* Required action: All lines below are to be output exactly as they stand.

*** Data to examine Section Begins ***

PR #301, opened 2020-04-21
OSD-3429 Use MachineConfigPool for upgrade completion check

mrbarge:
For OSD4 cluster upgrades, we can use the MachineConfigPool data as a way of confidently identifying when all nodes are upgraded, and hence can conclude the upgrade knowing that everything is complete.

This change has been successfully tested on a fresh 4.3.0 cluster and concluded the upgrade at the right time.

Refs OSD-3429

### DIFF
--- a/scripts/cluster-upgrade.sh
+++ b/scripts/cluster-upgrade.sh
@@ -310,18 +310,24 @@ upgrade() {
     log $OCM_NAME "upgrade" "ClusterVersion on $TO"
     log $OCM_NAME "upgrade" "checking node versions"
 
-    # fun fact!  after clusterversion says it is done, individual nodes could still be updated.
-    MACHINE_COUNT_ALL=$(KUBECONFIG=$TMP_DIR/kubeconfig-${CD_NAMESPACE} oc get nodes --no-headers | wc -l)
+    MASTER_MACHINEPOOL_TOTAL_COUNT=$(KUBECONFIG=$TMP_DIR/kubeconfig-${CD_NAMESPACE} oc get machineconfigpools -o json  | jq -r ".items[] | select(.metadata.name == \"master\" ) | .status.machineCount")
+    MASTER_MACHINEPOOL_UPDATED_COUNT=$(KUBECONFIG=$TMP_DIR/kubeconfig-${CD_NAMESPACE} oc get machineconfigpools -o json  | jq -r ".items[] | select(.metadata.name == \"master\" ) | .status.updatedMachineCount")
 
-    MACHINE_COUNT_UPGRADED=$(KUBECONFIG=$TMP_DIR/kubeconfig-${CD_NAMESPACE} oc get nodes -o json | jq -r ".items[].status | select(.annotations[\"machineconfiguration.openshift.io/currentConfig\"] == .annotations[\"machineconfiguration.openshift.io/desiredConfig\"]) | .conditions[] | select(.type == \"Ready\" and .status == \"True\") | .reason" | wc -l)
+    while [ $MASTER_MACHINEPOOL_UPDATED_COUNT -lt $MASTER_MACHINEPOOL_TOTAL_COUNT ];
+    do
+        # wait for all masters to be upgraded
+        log $OCM_NAME "upgrade" "master nodes upgraded: $MASTER_MACHINEPOOL_UPDATED_COUNT/$MASTER_MACHINEPOOL_TOTAL_COUNT"
+        sleep 60
+    done
 
-    MACHINE_COUNT_PENDING=$((MACHINE_COUNT_ALL-MACHINE_COUNT_UPGRADED))
+    WORKER_MACHINEPOOL_TOTAL_COUNT=$(KUBECONFIG=$TMP_DIR/kubeconfig-${CD_NAMESPACE} oc get machineconfigpools -o json  | jq -r ".items[] | select(.metadata.name == \"worker\" ) | .status.machineCount")
+    WORKER_MACHINEPOOL_UPDATED_COUNT=$(KUBECONFIG=$TMP_DIR/kubeconfig-${CD_NAMESPACE} oc get machineconfigpools -o json  | jq -r ".items[] | select(.metadata.name == \"worker\" ) | .status.updatedMachineCount")
 
-    # start maintenance only if we need to
-    if [ ! $MACHINE_COUNT_UPGRADED -ge $MACHINE_COUNT_ALL ];
+    if [ $WORKER_MACHINEPOOL_UPDATED_COUNT -lt $WORKER_MACHINEPOOL_TOTAL_COUNT ];
     then
         # Create a new maintenance window for the kubelet (non master) upgrades based on the number of nodes.
-        MAINT_WINDOW_MIN=$((MACHINE_COUNT_PENDING*PD_MAINT_ADDITIONAL_NODE_MIN))
+        WORKERS_PENDING=$((WORKER_MACHINEPOOL_TOTAL_COUNT-WORKER_MACHINEPOOL_UPDATED_COUNT))
+        MAINT_WINDOW_MIN=$((WORKERS_PENDING*PD_MAINT_ADDITIONAL_NODE_MIN))
 
         # create worker maintenance window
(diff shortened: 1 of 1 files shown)


scripts/cluster-upgrade.sh
```diff
@@ -310,18 +310,24 @@ upgrade() {
     log $OCM_NAME "upgrade" "ClusterVersion on $TO"
     log $OCM_NAME "upgrade" "checking node versions"
 
-    # fun fact!  after clusterversion says it is done, individual nodes could still be updated.
-    MACHINE_COUNT_ALL=$(KUBECONFIG=$TMP_DIR/kubeconfig-${CD_NAMESPACE} oc get nodes --no-headers | wc -l)
+    MASTER_MACHINEPOOL_TOTAL_COUNT=$(KUBECONFIG=$TMP_DIR/kubeconfig-${CD_NAMESPACE} oc get machineconfigpools -o json  | jq -r ".items[] | select(.metadata.name == \"master\" ) | .status.machineCount")
+    MASTER_MACHINEPOOL_UPDATED_COUNT=$(KUBECONFIG=$TMP_DIR/kubeconfig-${CD_NAMESPACE} oc get machineconfigpools -o json  | jq -r ".items[] | select(.metadata.name == \"master\" ) | .status.updatedMachineCount")
```
2uasimojo, line 314: I know we're not super concerned about performance and resource consumption here, but why make two API calls when one will do?

Also, using `-o jsonpath` rather than `-o json | jq` not only saves us some subprocesses, but does all the filtering on the server side, saving network traffic. (Again, in this case the amount of data is tiny, so not really an issue.)

```
DATA=($(oc get machineconfigpools -o jsonpath="{.items[?(@.metadata.name=="'"master"'")]['.status.machineCount', '.status.updatedMachineCount']}"))
MASTER_MACHINEPOOL_TOTAL_COUNT=${DATA[0]}
MASTER_MACHINEPOOL_UPDATED_COUNT=${DATA[1]}
```

kind of thing.

Not suggesting a change here, really, just musing.

scripts/cluster-upgrade.sh
```diff
@@ -310,18 +310,24 @@ upgrade() {
...
 
-    MACHINE_COUNT_UPGRADED=$(KUBECONFIG=$TMP_DIR/kubeconfig-${CD_NAMESPACE} oc get nodes -o json | jq -r ".items[].status | select(.annotations[\"machineconfiguration.openshift.io/currentConfig\"] == .annotations[\"machineconfiguration.openshift.io/desiredConfig\"]) | .conditions[] | select(.type == \"Ready\" and .status == \"True\") | .reason" | wc -l)
+    while [ $MASTER_MACHINEPOOL_UPDATED_COUNT -lt $MASTER_MACHINEPOOL_TOTAL_COUNT ];
+    do
+        # wait for all masters to be upgraded
+        log $OCM_NAME "upgrade" "master nodes upgraded: $MASTER_MACHINEPOOL_UPDATED_COUNT/$MASTER_MACHINEPOOL_TOTAL_COUNT"
+        sleep 60
+    done
```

*** Data to examine Section Ends ***

* Answer section:
PR #301, opened 2020-04-21
OSD-3429 Use MachineConfigPool for upgrade completion check

mrbarge:
For OSD4 cluster upgrades, we can use the MachineConfigPool data as a way of confidently identifying when all nodes are upgraded, and hence can conclude the upgrade knowing that everything is complete.

This change has been successfully tested on a fresh 4.3.0 cluster and concluded the upgrade at the right time.

Refs OSD-3429

### DIFF
--- a/scripts/cluster-upgrade.sh
+++ b/scripts/cluster-upgrade.sh
@@ -310,18 +310,24 @@ upgrade() {
     log $OCM_NAME "upgrade" "ClusterVersion on $TO"
     log $OCM_NAME "upgrade" "checking node versions"
 
-    # fun fact!  after clusterversion says it is done, individual nodes could still be updated.
-    MACHINE_COUNT_ALL=$(KUBECONFIG=$TMP_DIR/kubeconfig-${CD_NAMESPACE} oc get nodes --no-headers | wc -l)
+    MASTER_MACHINEPOOL_TOTAL_COUNT=$(KUBECONFIG=$TMP_DIR/kubeconfig-${CD_NAMESPACE} oc get machineconfigpools -o json  | jq -r ".items[] | select(.metadata.name == \"master\" ) | .status.machineCount")
+    MASTER_MACHINEPOOL_UPDATED_COUNT=$(KUBECONFIG=$TMP_DIR/kubeconfig-${CD_NAMESPACE} oc get machineconfigpools -o json  | jq -r ".items[] | select(.metadata.name == \"master\" ) | .status.updatedMachineCount")
 
-    MACHINE_COUNT_UPGRADED=$(KUBECONFIG=$TMP_DIR/kubeconfig-${CD_NAMESPACE} oc get nodes -o json | jq -r ".items[].status | select(.annotations[\"machineconfiguration.openshift.io/currentConfig\"] == .annotations[\"machineconfiguration.openshift.io/desiredConfig\"]) | .conditions[] | select(.type == \"Ready\" and .status == \"True\") | .reason" | wc -l)
+    while [ $MASTER_MACHINEPOOL_UPDATED_COUNT -lt $MASTER_MACHINEPOOL_TOTAL_COUNT ];
+    do
+        # wait for all masters to be upgraded
+        log $OCM_NAME "upgrade" "master nodes upgraded: $MASTER_MACHINEPOOL_UPDATED_COUNT/$MASTER_MACHINEPOOL_TOTAL_COUNT"
+        sleep 60
+    done
 
-    MACHINE_COUNT_PENDING=$((MACHINE_COUNT_ALL-MACHINE_COUNT_UPGRADED))
+    WORKER_MACHINEPOOL_TOTAL_COUNT=$(KUBECONFIG=$TMP_DIR/kubeconfig-${CD_NAMESPACE} oc get machineconfigpools -o json  | jq -r ".items[] | select(.metadata.name == \"worker\" ) | .status.machineCount")
+    WORKER_MACHINEPOOL_UPDATED_COUNT=$(KUBECONFIG=$TMP_DIR/kubeconfig-${CD_NAMESPACE} oc get machineconfigpools -o json  | jq -r ".items[] | select(.metadata.name == \"worker\" ) | .status.updatedMachineCount")
 
-    # start maintenance only if we need to
-    if [ ! $MACHINE_COUNT_UPGRADED -ge $MACHINE_COUNT_ALL ];
+    if [ $WORKER_MACHINEPOOL_UPDATED_COUNT -lt $WORKER_MACHINEPOOL_TOTAL_COUNT ];
     then
         # Create a new maintenance window for the kubelet (non master) upgrades based on the number of nodes.
-        MAINT_WINDOW_MIN=$((MACHINE_COUNT_PENDING*PD_MAINT_ADDITIONAL_NODE_MIN))
+        WORKERS_PENDING=$((WORKER_MACHINEPOOL_TOTAL_COUNT-WORKER_MACHINEPOOL_UPDATED_COUNT))
+        MAINT_WINDOW_MIN=$((WORKERS_PENDING*PD_MAINT_ADDITIONAL_NODE_MIN))
 
         # create worker maintenance window
(diff shortened: 1 of 1 files shown)


scripts/cluster-upgrade.sh
```diff
@@ -310,18 +310,24 @@ upgrade() {
     log $OCM_NAME "upgrade" "ClusterVersion on $TO"
     log $OCM_NAME "upgrade" "checking node versions"
 
-    # fun fact!  after clusterversion says it is done, individual nodes could still be updated.
-    MACHINE_COUNT_ALL=$(KUBECONFIG=$TMP_DIR/kubeconfig-${CD_NAMESPACE} oc get nodes --no-headers | wc -l)
+    MASTER_MACHINEPOOL_TOTAL_COUNT=$(KUBECONFIG=$TMP_DIR/kubeconfig-${CD_NAMESPACE} oc get machineconfigpools -o json  | jq -r ".items[] | select(.metadata.name == \"master\" ) | .status.machineCount")
+    MASTER_MACHINEPOOL_UPDATED_COUNT=$(KUBECONFIG=$TMP_DIR/kubeconfig-${CD_NAMESPACE} oc get machineconfigpools -o json  | jq -r ".items[] | select(.metadata.name == \"master\" ) | .status.updatedMachineCount")
```
2uasimojo, line 314: I know we're not super concerned about performance and resource consumption here, but why make two API calls when one will do?

Also, using `-o jsonpath` rather than `-o json | jq` not only saves us some subprocesses, but does all the filtering on the server side, saving network traffic. (Again, in this case the amount of data is tiny, so not really an issue.)

```
DATA=($(oc get machineconfigpools -o jsonpath="{.items[?(@.metadata.name=="'"master"'")]['.status.machineCount', '.status.updatedMachineCount']}"))
MASTER_MACHINEPOOL_TOTAL_COUNT=${DATA[0]}
MASTER_MACHINEPOOL_UPDATED_COUNT=${DATA[1]}
```

kind of thing.

Not suggesting a change here, really, just musing.

scripts/cluster-upgrade.sh
```diff
@@ -310,18 +310,24 @@ upgrade() {
...
 
-    MACHINE_COUNT_UPGRADED=$(KUBECONFIG=$TMP_DIR/kubeconfig-${CD_NAMESPACE} oc get nodes -o json | jq -r ".items[].status | select(.annotations[\"machineconfiguration.openshift.io/currentConfig\"] == .annotations[\"machineconfiguration.openshift.io/desiredConfig\"]) | .conditions[] | select(.type == \"Ready\" and .status == \"True\") | .reason" | wc -l)
+    while [ $MASTER_MACHINEPOOL_UPDATED_COUNT -lt $MASTER_MACHINEPOOL_TOTAL_COUNT ];
+    do
+        # wait for all masters to be upgraded
+        log $OCM_NAME "upgrade" "master nodes upgraded: $MASTER_MACHINEPOOL_UPDATED_COUNT/$MASTER_MACHINEPOOL_TOTAL_COUNT"
+        sleep 60
+    done
```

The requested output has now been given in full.